REQUIRED WORK: In the material below, identify each line bearing the word "Makes". Reproduce those lines.

SUPPLIED MATERIAL:
PR #713, opened 2022-12-07
Add type inference for OutfeedOp

### LINKED ISSUE #699: Add type inference for OutfeedOp
### Request description

To add type inference for [stablehlo.outfeed](https://github.com/openxla/stablehlo/blob/main/docs/spec_draft.md#stablehlooutfeed)

ghpvnist:
In addition, it updates the semantics of OutfeedOp and SendOp to explicitly mention that the 'result' is a token type.
Also removes adaptors from CreateTokenOp and AfterAllOp that are not used.
closes #699

### DIFF
--- a/stablehlo/dialect/TypeInference.cpp
+++ b/stablehlo/dialect/TypeInference.cpp
@@ -1055,6 +1055,13 @@ LogicalResult inferOptimizationBarrierOp(
   return success();
 }
 
+LogicalResult inferOutfeedOp(Optional<Location> location, ValueRange inputs,
+                             Value token, StringAttr outfeed_config,
+                             SmallVectorImpl<Type>& inferredReturnTypes) {
+  inferredReturnTypes.emplace_back(token.getType());
+  return success();
+}
+
 // We intend to verify the following properties
 //  P1. Verify all `inputs` need to have compatible shapes.
 //  P2. Verify that
--- a/stablehlo/dialect/TypeInference.cpp
+++ b/stablehlo/dialect/TypeInference.cpp
@@ -1055,10 +1055,9 @@ LogicalResult inferOptimizationBarrierOp(
   return success();
 }
 
-LogicalResult inferOutfeedOp(Optional<Location> location, ValueRange inputs,
-                             Value token, StringAttr outfeed_config,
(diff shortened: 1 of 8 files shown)


stablehlo/dialect/TypeInference.cpp
```diff
@@ -986,6 +987,13 @@ LogicalResult inferOptimizationBarrierOp(
   return success();
 }
 
+LogicalResult inferOutfeedOp(Optional<Location> location, ValueRange inputs,
+                             Value token, StringAttr outfeed_config,
+                             SmallVectorImpl<Type>& inferredReturnTypes) {
+  inferredReturnTypes.emplace_back(token.getType());
```
ghpvnist, line 993: Since this function does not use `inputs` and `outfeed_config` should these be removed or included in case future changes require them?

burmako: Yes, let's remove for now.

burmako (changes requested):

stablehlo/dialect/TypeInference.cpp
```diff
@@ -1055,6 +1055,12 @@ LogicalResult inferOptimizationBarrierOp(
   return success();
 }
 
+LogicalResult inferOutfeedOp(Optional<Location> location, Value token,
+                             SmallVectorImpl<Type>& inferredReturnTypes) {
+  inferredReturnTypes.push_back(token.getType());
```
burmako, line 1060: Let's drop `token` as well and just return `TokenType::get` to make things a bit more robust. Sorry - didn't notice this during the first round of reviews.

burmako (changes requested):

stablehlo/dialect/TypeInference.cpp
ghpvnist: Sure, but I'd instead need to pass `MLIRContext`. Though, using this will make this similar to the other PRs recently merged.

ghpvnist:
I realized that AfterAllOp, CreateTokenOp, and OutfeedOp all don't need an adaptor initialized, so I've removed them in this PR as well.

PR #717, opened 2022-12-07
Implement VHLO Bytecode Interface

### LINKED ISSUE #675: Implement bytecode interface for VHLO
### Request description

VHLO (Versioned StableHLO, #278) needs custom bytecode for all types and attributes, including forked upstream types (#674).

GleasonK:
Closes #675.

Favoring code duplication given the nature of the dialects, that they will diverge over time as any differences are introduced. StableHLO serialization only needs to support reading the latest version of the dialect. VHLO needs to support reading all versions of attributes and types. Also the only good way to share this code is via heavily templated methods.

### DIFF
--- a/stablehlo/dialect/CMakeLists.txt
+++ b/stablehlo/dialect/CMakeLists.txt
@@ -164,6 +164,7 @@ add_dependencies(mlir-headers VhloOpsIncGen)
 
 add_mlir_dialect_library(VhloOps
   PARTIAL_SOURCES_INTENDED
+  VhloBytecode.cpp
   VhloOps.cpp
   Version.cpp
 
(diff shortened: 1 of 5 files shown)


stablehlo/dialect/CMakeLists.txt
```diff
@@ -172,7 +172,18 @@ add_mlir_dialect_library(VhloOps
 
   LINK_LIBS PUBLIC
   StablehloAssemblyFormat
+  VhloBytecode
   MLIRIR
   MLIRSupport
   MLIRQuantDialect
 )
+
+add_mlir_dialect_library(VhloBytecode
```
burmako, line 181: Let's do the same thing as ChloBytecode.cpp and StablehloBytecode.cpp and merge this target into VhloOps?

burmako (approved):
LGTM except for a few minor comments.

stablehlo/dialect/CMakeLists.txt
GleasonK: Makes sense to keep these together. `VhloBytecode.cpp` depends on `VhloOps.h` and `VhloOps.cpp` depends on `VhloBytecode.h`.

PR #719, opened 2022-12-08
Fix typo for AllReduceOp columns

ghpvnist:
According to #510, the type inference column was accidentally set to `yes` instead of the verification column.

### DIFF
--- a/docs/status.md
+++ b/docs/status.md
@@ -46,7 +46,7 @@ one of the following tracking labels.
 | add                      | yes           | yes          | yes            | yes             | yes         |
 | after_all                | yes           | yes          | yes            | yes             | no          |
 | all_gather               | yes           | revisit      | no             | no              | no          |
-| all_reduce               | yes           | revisit      | yes            | no              | no          |
+| all_reduce               | yes           | yes          | revisit        | no              | no          |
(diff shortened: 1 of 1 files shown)


docs/status.md
```diff
@@ -46,7 +46,7 @@ one of the following tracking labels.
 | add                      | yes           | yes          | yes            | yes             | yes         |
 | after_all                | yes           | yes          | yes            | yes             | no          |
 | all_gather               | yes           | revisit      | no             | no              | no          |
-| all_reduce               | yes           | revisit      | yes            | no              | no          |
+| all_reduce               | yes           | yes          | revisit        | no              | no          |
```
sdasgup3, line 49: https://github.com/openxla/stablehlo/blob/01bbf2ae747f0ab95347d368368b44fefd34fb08/stablehlo/dialect/StablehloOps.cpp#L294

The verification is `revisit` based on https://github.com/openxla/stablehlo/issues/498

burmako: +1

burmako (changes requested):

docs/status.md
ghpvnist: Makes sense, thanks for the pointing to the related line @sdasgup3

SOLUTION FOR THIS EXERCISE:
GleasonK: Makes sense to keep these together. `VhloBytecode.cpp` depends on `VhloOps.h` and `VhloOps.cpp` depends on `VhloBytecode.h`.
ghpvnist: Makes sense, thanks for the pointing to the related line @sdasgup3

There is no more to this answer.